|
Submitted by
Assigned_Reviewer_4
Q1: Comments to author(s).
First provide a summary of the paper, and then address the following
criteria: Quality, clarity, originality and significance. (For detailed
reviewing guidelines, see
http://nips.cc/PaperInformation/ReviewerInstructions)
This paper gives minimax lower bound for the number of
bits, B, needed to be communicated between m estimators, each of which has
acessess to n iid samples, such that the estimation error is on par with
the centralized case (with mn samples). This is a very interesting problem
of theoretic and practical significance. In view of the fact that the
minimax rate without communication constraints which does not admit a
general solution, I do not expect a general solution for the minimal B. As
the authors shows the conclusion seems problem-specific and can be quite
pessimistic, meaning a large amount of communication overhead is
necessary. While the proof of Thm 2 is quite trivial (a vanilla
application of Fano's inequality), the proof of Thm 3 is quite interesting
which relies on a type of strong data processing inequality for mutual
information under some bounded density condition, which is reminiscient of
differential privacy and Thm 1 in
J. C. Duchi, M. I. Jordan and M.
J. Wainwright (2013). Local privacy and statistical minimax rates. Arxiv
technical report, February 2013.
- It will be very interested
to look at infinite-dim problems (e.g. function estimation under white
Gaussian noise) especially those where the parameter set has faster growth
such that Yang-Barron gives sharp rate w.r.t. KL loss. Whether one need
even bigger B in order to reach the rate at sample size=mn
- I
wonder if there is any problem in multi-user information theory that is
similar in spirit, where a joint decoder has access to rate-constrained
coded messages and want to recover the original source with some fidelity.

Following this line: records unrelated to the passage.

PR #2620, opened 2025-05-21
Enable streaming responses in ask util

Kvadratni:
## Summary
- stream AI responses when using `ask` helper
- server now chunks assistant replies into 64-character pieces for streaming

## Testing
- `cargo test -q` *(fails: Could not connect to server)*


DOsinga:
this looks interesting, but has been in draft for a long time, so closing for now

PR #2622, opened 2025-05-21
ui-v2: Integrate bossui + chart component

zanesq:
Integrated bossui and the chart component for the bar and area chart tiles as an example. The colors and area chart style are not matching the registry so need to look into that more but the basic integration is working by pulling in the [chart component](https://github.com/block/goose/blob/a76b16c39f2c9db5f3eeb2b0257fa87028f2b13e/ui-v2/src/components/ui/chart.tsx) from the registry (running locally for now) and using it in our tiles.

Also `lint-staged` isn't running so we have lots of linting and typescript errors. I'll work on fixing that next so we can keep quality high.

image

### DIFF
--- a/crates/goose-cli/src/session/mod.rs
+++ b/crates/goose-cli/src/session/mod.rs
@@ -122,6 +122,21 @@ impl Session {
         }
     }
 
+    /// Helper function to summarize context messages
+    async fn summarize_context_messages(
+        messages: &mut Vec<Message>,
+        agent: &Agent,
+        message_suffix: &str,
+    ) -> Result<()> {
+        // Summarize messages to fit within context length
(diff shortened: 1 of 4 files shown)


ui-v2/src/App.tsx
```diff
@@ -8,7 +8,7 @@ const App: React.FC = (): React.ReactElement => {
   return (
     <div className="">
       <div className="titlebar-drag-region" />
-      <div className="h-10 border-b-1 w-full" />
+      <div className="h-10 w-full" />
```
zanesq, line 11: Removed top bar border @spencrmartin

alexhancock (approved):

PR #2623, opened 2025-05-21
fix: don't stop when in non interactive when you need to summarize

michaelneale:
goose run (recipes or otherwise) will sometimes stop due to context size and ask user when it must not.


Kvadratni (approved):

lifeizhou-ap (approved):
Looks good!

just a small suggestion:

```
let (summarized_messages, _) = self.agent.summarize_context(&self.messages).await?;
                                            let msg = format!("Context maxed out\n{}\nGoose summarized messages for you.", "-".repeat(50));
                                            output::render_text(&msg, Some(Color::Yellow), true);
                                            self.messages = summarized_messages;
```
This block seems to be duplicated. Maybe it can be extract to a function

PR #2626, opened 2025-05-22
fix: replace exec with spawn

zanesq:
For added security replace exec with nodejs spawn in IPC handlers. Also added some validation to other IPC handlers.


michaelneale:
not sure how to test this - but I seem to recall some challenges in the past in some environments when packaged - so would want to try this out a bit (probably fine though)

michaelneale:
.bundle

zanesq:
@michaelneale thanks yes I recently fixed the `.bundle` command glad it came in handy 👍

PR #2631, opened 2025-05-22
fix: Automatically added the prompt after the app is initialised with recipe instructions

lifeizhou-ap:


michaelneale (approved):
didn't get a chance to try it but looks good

michaelneale:
.bundle

lifeizhou-ap:
> didn't get a chance to try it but looks good

Thank you @michaelneale I have tested it. 

@DOsinga found this bug.  The bug is: when the recipe started in Goose Desktop, it started the chat (agent) with recipe prompt but the instruction has not been added into in the agent system prompt.

PR #2632, opened 2025-05-22
cli(ux): add hint for enter/ctrl-j if input is empty

dbraduan:
tiny improvement because I always forget that it's ctrl-J :)

https://github.com/user-attachments/assets/ad2dfe13-173f-43ff-a15a-3a7d0a307405


angiejones (approved):

crates/goose-cli/src/session/completion.rs
```diff
@@ -352,8 +352,13 @@ impl Helper for GooseCompleter {}
 impl Hinter for GooseCompleter {
     type Hint = String;
 
-    fn hint(&self, _line: &str, _pos: usize, _ctx: &rustyline::Context<'_>) -> Option<Self::Hint> {
-        None
+    fn hint(&self, line: &str, _pos: usize, _ctx: &rustyline::Context<'_>) -> Option<Self::Hint> {
+        // Only show hint when line is empty
+        if line.is_empty() {
+            Some("Press Enter to send, Ctrl-J for new line".to_string())
```
dbraduan, line 358: maybe actually add info about slash commands here?

dbraduan: I also feel like it can be used for auto completing things in if there is a deterministic slash command, but maybe I am wrong. worth a separate PR in this case

PR #2633, opened 2025-05-22
ui-v2: match tile / chart designs

zanesq:
brought over styles from design library for now until we have a better way
still some issues with labels fitting in the fixed width tiles that we can address later

image


nahiyankhan:
as the screenshot says - great work keep it up! 😄

PR #2635, opened 2025-05-22
docs: add comprehensive model list for each provider

mikegehard-rise8:
Add a new section to the providers documentation that lists all supported models for each LLM provider. This makes it easier for users to:

- Find the correct model names when configuring Goose
- See the default model for each provider
- Understand which models are officially supported/tested

The list includes models for all supported providers:
- OpenAI
- Anthropic
- Google Gemini
- GitHub Copilot
- Azure OpenAI
- Ollama
- AWS Bedrock
- Databricks
- GCP Vertex AI
- Groq
- OpenRouter

This change improves discoverability and helps users configure Goose with their preferred model without needing to search the codebase.

### DIFF
--- a/documentation/docs/getting-started/providers.md
+++ b/documentation/docs/getting-started/providers.md
@@ -34,7 +34,7 @@ Goose relies heavily on tool calling capabilities and currently works best with 
 
 ## Supported Models by Provider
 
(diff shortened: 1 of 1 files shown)


blackgirlbytes:
hi thank you so much! Closing for now, but I agree -- we will update to just link to the correct documentation that we need!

I am not familiar with this field, but it might be interested to identify
this connection. Of course, the major difference here is that there is no
large blocklength to exploit.
- The following paper might be
relevant (the reviewer has NOT read the paper)
Maxim Raginsky,
Achievability results for statistical learning under communication
constraints Proceedings of ISIT 2009
- "this work does not
characterize the effects of limiting communication" -> "these results
do not characterize the effects of limited communication"
- The
well-known statistical minimax rate for linear regression scales as d
\sigma^2 /(\lambda 2 nm) (e.g. [15]). -- I am not so sure about this
statement. The result of [15] is known to be loose in finite-dim models.

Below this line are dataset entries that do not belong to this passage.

Issue #2572, opened 2025-05-17
Fails to compile with error: passing argument 2 of 'onig_st_foreach' from incompatible pointer type [-Wincompatible-pointer-types]


svenstaro:
Trying to compile this after a clone results in many error like these:

> cargo:warning=ToolExecError: command did not execute successfully (status code exit status: 1): LC_ALL="C" "cc" "-O0" "-ffunction-sections" "-fdata-sections" "-fPIC" "-gdwarf-4" "-fno-omit-frame-pointer" "-m64" "-I" "/home/svenstaro/src/goose/target/debug/build/onig_sys-380e8e24fc2e2a99/out" "-I" "oniguruma/src" "-DHAVE_UNISTD_H=1" "-DHAVE_SYS_TYPES_H=1" "-DHAVE_SYS_TIME_H=1" "-o" "/home/svenstaro/src/goose/target/debug/build/onig_sys-380e8e24fc2e2a99/out/a445302c6d3dcb51-regparse.o" "-c" "oniguruma/src/regparse.c"cargo:warning=oniguruma/src/st.c:38:5: error: initialization of 'int (*)(void)' from incompatible pointer type 'int (*)(long int,  long int)' [-Wincompatible-pointer-types]

[goose.log](https://github.com/user-attachments/files/20269358/goose.log)

Arch Linux
gcc 15.1.1
rustc 1.87.0

svenstaro:
It's probably this: https://github.com/rust-onig/rust-onig/issues/196

PR #2663, opened 2025-05-25
Bump onig to v6.5.1

svenstaro:
This fixes a build failure as reported in #2572.
See also https://github.com/rust-onig/rust-onig/issues/195.


svenstaro:
I reckon this should be a pretty safe update.

PR #2669, opened 2025-05-27
Zaki/goose llm wasm

zakiali:


DOsinga:
this looks interesting, but has been in draft for a long time, so closing for now

PR #2945, opened 2025-06-16
Marcelle/goose bench datasets

laanak08:
Adds the following as an optional `dataset` parameter on the `BenchEval` config-struct
```
pub struct BenchEvalDataset {
    pub path: PathBuf,
    pub prompt_column: String,
    pub system_prompt_column: Option<String>,
    pub tools_column: Option<String>,
    pub llm_output_column: String,
    pub output_dataset_file_name: String,
    pub debug_size: Option<isize>,
}
```
This parameter allows running many queries through multiple agents and recording their resultant responses, with tool-calls and all, then writing a new dataset-file with results. one file per model. ex. running bench with 2 models, will result in 2 dataset output files will all the same information and an output column that was authored by the model the dataset was run under, which will be reflected in the output-file name.


DOsinga:
this seems to have been in draft for a long time. did you want to try to land this or shall we close it?

Issue #1388, opened 2025-02-26
Execution error: error sending request for url (http://127.0.0.1:11434/v1/chat/completions)  Failed to configure provider: init chat completion request with tool did not succeed.   goose with  ollama not connect


PrinceSajjadHussain:
![Image](https://github.com/user-attachments/assets/962f01c5-a9e4-4ca4-b314-74eff78c4d16)

wendytang:
Use address 0.0.0.0 as the host instead of 127.0.0.1

`0.0.0.0:11434`

https://github.com/ollama/ollama/blob/main/docs/faq.md#how-do-i-configure-ollama-server

vladimai:
> Use address 0.0.0.0 as the host instead of 127.0.0.1
> 
> `0.0.0.0:11434`
> 
> https://github.com/ollama/ollama/blob/main/docs/faq.md#how-do-i-configure-ollama-server

Doesn't work for me, same error message, & for "localhost"

TheBestPessimist:
I also have the same problem on windows: I run `goose` in wsl as per instructios and i have ollama installed in windows directly. I can use ollama, for example from https://ollama-gui.vercel.app, but when goose calls the endpoint `http://localhost:11434/v1/chat/completions`, i get a 404 in the ollama logs.

![Image](https://github.com/user-attachments/assets/e050a6e9-a7b7-4342-bc86-ccb65f0ba0c8)

The 200s are from vercel app, then 404s from goose

![Image](https://github.com/user-attachments/assets/ea372be4-a9c4-4403-839e-6f0b07bffae8)

TheBestPessimist:
My problem was that wsl could not access ollama. As soon as i fixed that, goose worked as expected. help here: https://block.github.io/goose/docs/troubleshooting#connection-error-with-ollama-provider-on-wsl

rsb-23:
Does the issue still exist with latest version?

TheBestPessimist:
I stopped using goose as i couldn't make it work with intellij.

rsb-23:
I think its working for me. Here's the setup.
1. Ollama and goose in wsl2
2. MCP server plugin installed in jetbrain.
3. Qwen3:4b model (think mode is slow, but good accuracy)
4. Using Ubuntu/wsl terminal within jetbrain.

Just figuring out few more things.

@PrinceSajjadHussain able to connect to ollama?

taniacryptid:
> I stopped using goose as i couldn't make it work with intellij.

[...]

PR #1799, opened 2025-03-20
ci: pin github action to specific hash

oreparaz:
We do not want a compromised github action (or maintainer thereof) to take over the repo's secrets or integrity. This PR pins every action to a full length commit SHA.

This is the way recommended by github [0]. The following tool was used in this PR: https://github.com/mheap/pin-github-action

Example vulnerability that exploits this vector: https://github.com/advisories/GHSA-mrrh-fwg8-r2c3 (CVE-2025-30066).

[0] https://docs.github.com/en/actions/security-for-github-actions/security-guides/security-hardening-for-github-actions#using-third-party-actions

PR #2958, opened 2025-06-17
Fixes : Workflow error on issue comment

rsb-23:
3 Workflow run failed after my comment on Issue #1388

### Failed workflows 
1. Bundle Intel Desktop App - [run](https://github.com/block/goose/actions/runs/15695847494)
2. Bundle Windows Desktop App - [run](https://github.com/block/goose/actions/runs/15695847497)
3. Build CLI - [run](https://github.com/block/goose/actions/runs/15695847496)

### Reason
1. Invalid .**bundle-desktop-windows.yml** file due to `ref`.
4. Workflow can't differentiate between issue and pr comment.

### DIFF
--- a/.github/workflows/bundle-desktop-windows.yml
+++ b/.github/workflows/bundle-desktop-windows.yml
@@ -12,15 +12,15 @@ on:
         required: false
         type: boolean
         default: false
+      ref:
+        type: string
+        required: false
+        default: 'refs/heads/main'
     secrets:
       WINDOWS_CERTIFICATE:
         required: false
       WINDOWS_CERTIFICATE_PASSWORD:
         required: false
-    ref:
-      type: string
-      required: false
-      default: 'refs/heads/main'
 
 jobs:
   build-desktop-windows:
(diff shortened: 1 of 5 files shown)


rsb-23:
As per my understanding, Pr-comment workflows are only intended to be run if `.command` is available in PR comment text.
But workflows trigger for issue comments as well and also when `.command` is not in text.

Should I make below changes too?
- `if: github.event.issue.pull_request && contains(github.event.comment.body, '.command')`
- pin versions to GitHub action instead of hash
- simplify Get PR head SHA

zanesq:
@rsb-23 thanks this needs to be fixed! Code looks good so far, yes pls feel free to add those changes as well!

rsb-23:
> - pin versions to GitHub action instead of hash
> - simplify Get PR head SHA

@zanesq These 2 changes cannot be done.
- Hash is used since #1799 for better security.
- Since we have dispatch trigger too, _get PR SHA_ can't be simplified.

rsb-23:
`ref issue` is already solved in 'main branch' and was causing conflict.
Hence these changes are reverted.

Also what conditions on the design matrices A are
assumed? Q2: Please summarize your review in 1-2
sentences
This is a well-written and interesting paper. A clear
accept. Submitted by
Assigned_Reviewer_7
Q1: Comments to author(s).
First provide a summary of the paper, and then address the following
criteria: Quality, clarity, originality and significance. (For detailed
reviewing guidelines, see
http://nips.cc/PaperInformation/ReviewerInstructions)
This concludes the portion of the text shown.